Edouard Boubat aimait citer Borges: Un écrivain ne peut être un grand écrivain, s'il écrit seulement ce qu'il croit écrire." D'après le même principe, vous ne pouvez décider de faire une photo "con": elle vous sera peut-être donnée. Tout  à fait comme, selon Saint Augustin, le salut éternel.

Frank Horvat, 1950, Venise, défilé de mode.

Frank Horvat, 1962, Le Caire, visite médicale à l'académie militaire.

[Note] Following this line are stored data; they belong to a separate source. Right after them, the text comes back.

PR #2349, opened 2024-08-08
proto: make time dependency optional

### LINKED ISSUE #2346: Add a feature option to use `chrono` instead of `time`?
The 0.25 version introduces `time` as a dependency, how about switch to `chrono` or add a feature to switch?

djc:
Fixes #2346.


marcus0x62:
This looks good to me

marcus0x62 (approved):

PR #2351, opened 2024-08-08
Manifest cleanup

djc:
* Badges are deprecated (and no longer displayed on crates.io), so remove them
* Spreading dependency features over multiple lines makes things harder to read IMO
* Now that the implicit serde feature is suppressed, we no longer need a verbosified feature name for `serde`


marcus0x62 (approved):
This looks good to me.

Frank Horvat, 1999, Paris, Champs- Elysées, magasin en travaux.

- Autoportrait
L'autoportrait est un acte aussi légitime que la masturbation, avec l'avantage additionnel d'être irréprochable.
Pensez à Dürer, à Raphaël, à Léonard de Vinci, à Rubens, à Rembrandt, à Velasquez, à Chardin, à Goya, à Delacroix, à Van Gogh, à Cézanne, à Picasso, à Francis Bacon.
Et bien sûr à Montaigne: "Et puis me trouvant entièrement dépourvu et vide de toute autre matière, je me suis présenté moi-même à moi pour argument et pour sujet. C'est le seul livre au monde de son espèce, et d'un dessein farouche et extravagant".
Curieusement, je me souviens de peu d'autoportraits de photographes (en dehors de ceux qui en ont fait une spécialité). Peut-être par ce que les photographes sont plus attentif à ce qui les entoure... D'ailleurs j'ai fait la plupart des miens sur le tard:  peut être simplement parce que cela me  permettait de disposer d'un modèle docile, et sans avoir à chercher plus loin.
Les problèmes étaient surtout techniques: l'impossibilité de contrôler l'image dans le viseur (en dirigeant l'appareil sur moi); l'inversion de la droite et de la gauche (quand je me photographiais dans une glace), la présence de l'appareil dans l'image (même cas); le manque d'une troisième main pour déclencher (quand je photographiais mes mains).
Le plus éprouvant était que, faute d'être un Montaigne, le face-à-face avec moi-même pouvait devenir monotone. C'est pourquoi cette série comprend moins d'images que les autres.

Frank Horvat, 1945, Lugano, autoportrait.

Frank Horvat, 1999, Pantano Borghèse (Italie), autoportrait avec cheval.

Frank Horvat, 1999, Boulogne-Billancourt, autoportrait chez le pédicure.




Frank Horvat, La maison aux quinze clefs, éditions terre bleue, 2013.